The British-designed Sendo X (shown, right) found a place in many people's hearts, as an attempt to push functionality way beyond what Nokia were doing at the time, with stereo music output, extra screen status elements and an innovative Today screen. Sadly, Sendo went bankrupt in 2005, after a legal spat with Microsoft over Sendo's original development plans on Windows Mobile. At the time (2002), the Sendo X was the geek smartphone - the camera even had a LED flash(!), music sounded great in stereo and you could even upgrade its firmware at home by downloading from Sendo's servers - an unheard of concept for its time. Yet today, noone's even heard of the company... A worth number 3 here.

2. Nokia E72 (2009)

If ever a phrase like 'all rounder' deserved to be applied to a smartphone then it should be directed to this one, perhaps. The E72 has been a staple main smartphone and then a staple backup phone to a great many people in the Symbian world. Qwerty keyboard - check. Clear screen in all conditions - check. Satnav and 'modern' Symbian amenities - check.

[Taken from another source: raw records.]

Issue #2668, opened 2024-04-07
Custom Threshold Rules


ktchani:
### Prerequisites

- [X] I am using [the latest version of Locust](https://github.com/locustio/locust/releases/)
- [X] I am suggesting a new feature, not asking a question

### Description

I've worked pretty extensively with the Locust framework. Locust is a fantastic bare bones (lightweight) framework. I really enjoy using it, and kudos to all the contributors. That being said, it seems to me (unless I'm missing something), that it is very pass/fail oriented. **It does not have out of the box solutions for setting/applying custom failure rules.** What is considered a failure is very different depending on the use case. Therefore, I believe that the pass/fail is insufficient.

As an example:
If I have a test that hits an endpoint: `some_example/resource?id=123`

There are no options to specify what my expectations of this endpoint are. If the endpoint responds in 2000 ms, I might very well consider that a critical failure. Currently, my options are as follows:
1. Look at the html report and see if there is any regression.
2. Save the raw json data to some data store, and keep historical records. There I can set up various tooling to alert me upon regression, etc.

**I suggest implementing an ability to:**
1. Define rules, which would take args like - attribute, operator, threshold. As an example: attribute=average response time, operator=greater than, threshold=2000ms.
2. Enable specific rules on specific tests. The idea here, is that there will be an output at the end of my test runs that I can then use automate things like sending notifications, retrying tests to see if it is transient, etc.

Good auto-focus camera - check. Terrific battery life - check. And so on. In fact, the E72 isn't actually best at anything, but because it can do everything fairly well it makes a perfect unsung hero of Symbian OS.

1. Nokia E75 (2009)

But my number 1, following on to a degree from the E72 above, is the qwerty-slider E75. This device represented compromises at every single level - from battery capacity to key travel to screen size - and as a result everyone on the All About Symbian team dismissed it at the time as a big kludge. However, over the next year, one by one, we all fell in love with the E75 and all three of us were using it as our main smartphones at one stage. Having the flexibility to operate as a one-handed candybar and then one second later be a landscape two-thumb qwerty machine was just stunning. And when we realised that battery life was very decent, photos from the 3 megapixel autofocus camers were surprisingly good and that the E75 was going to inherit all the goodies that Nokia were pushing at the time, the device proved even harder to put down. The E75 most definitely punched above its weight - who'd have thought the three of us would be going ga-ga over a 2.4"-screened device with no overt specialism?